→ **Work instruction**
From the line that includes "New unit tests" to the last line of the data, quote each line precisely; both boundary lines belong in the answer.

(Saved entries)
*-*-*

PR #140, opened 2019-06-12
Add Jooq transaction hooks for executing actions on commit

johnlcox:

Adds a new transaction hooks class that can be used to register actions during a Jooq transaction to be executed after the transaction is successfully committed.

### How was it tested?

* New unit tests
* Used in a service and manually tested some transactions.

### How to test

### DIFF
--- a/docs/source/manual/jooq.rst
+++ b/docs/source/manual/jooq.rst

*-*-*

→ **Completed exercise**
* New unit tests
* Used in a service and manually tested some transactions.

### How to test

### DIFF
--- a/docs/source/manual/jooq.rst
+++ b/docs/source/manual/jooq.rst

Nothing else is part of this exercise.